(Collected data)
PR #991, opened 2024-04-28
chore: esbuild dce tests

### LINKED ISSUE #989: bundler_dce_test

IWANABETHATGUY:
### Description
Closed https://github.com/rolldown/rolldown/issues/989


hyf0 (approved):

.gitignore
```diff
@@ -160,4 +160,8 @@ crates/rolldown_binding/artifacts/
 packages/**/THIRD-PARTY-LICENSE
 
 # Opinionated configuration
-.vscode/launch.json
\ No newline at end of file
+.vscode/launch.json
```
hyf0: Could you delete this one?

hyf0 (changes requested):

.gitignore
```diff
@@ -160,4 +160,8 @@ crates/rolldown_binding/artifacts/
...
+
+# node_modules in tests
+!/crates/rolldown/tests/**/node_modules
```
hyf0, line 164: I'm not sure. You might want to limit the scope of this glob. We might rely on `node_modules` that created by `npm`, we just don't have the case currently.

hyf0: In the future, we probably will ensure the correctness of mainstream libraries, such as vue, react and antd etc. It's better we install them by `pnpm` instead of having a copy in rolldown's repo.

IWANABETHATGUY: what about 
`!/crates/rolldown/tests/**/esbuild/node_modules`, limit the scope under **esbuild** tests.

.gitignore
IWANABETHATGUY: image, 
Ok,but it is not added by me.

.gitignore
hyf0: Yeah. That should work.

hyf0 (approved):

* * *

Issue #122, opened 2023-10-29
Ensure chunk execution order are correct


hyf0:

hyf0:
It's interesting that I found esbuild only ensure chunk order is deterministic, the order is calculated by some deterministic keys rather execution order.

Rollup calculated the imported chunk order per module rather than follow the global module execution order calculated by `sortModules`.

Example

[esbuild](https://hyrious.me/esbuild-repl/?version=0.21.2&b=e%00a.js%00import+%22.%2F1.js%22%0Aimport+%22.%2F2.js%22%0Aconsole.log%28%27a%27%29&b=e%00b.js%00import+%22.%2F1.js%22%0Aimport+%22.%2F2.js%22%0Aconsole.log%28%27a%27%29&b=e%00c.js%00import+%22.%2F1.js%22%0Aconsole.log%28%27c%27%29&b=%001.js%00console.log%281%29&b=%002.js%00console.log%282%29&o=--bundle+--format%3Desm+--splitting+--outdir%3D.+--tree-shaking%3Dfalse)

■ TASK STATEMENT ■
Filter the data above by the word "vscode" and copy every line that matches.

■ TASK RESULT ■
-.vscode/launch.json
+.vscode/launch.json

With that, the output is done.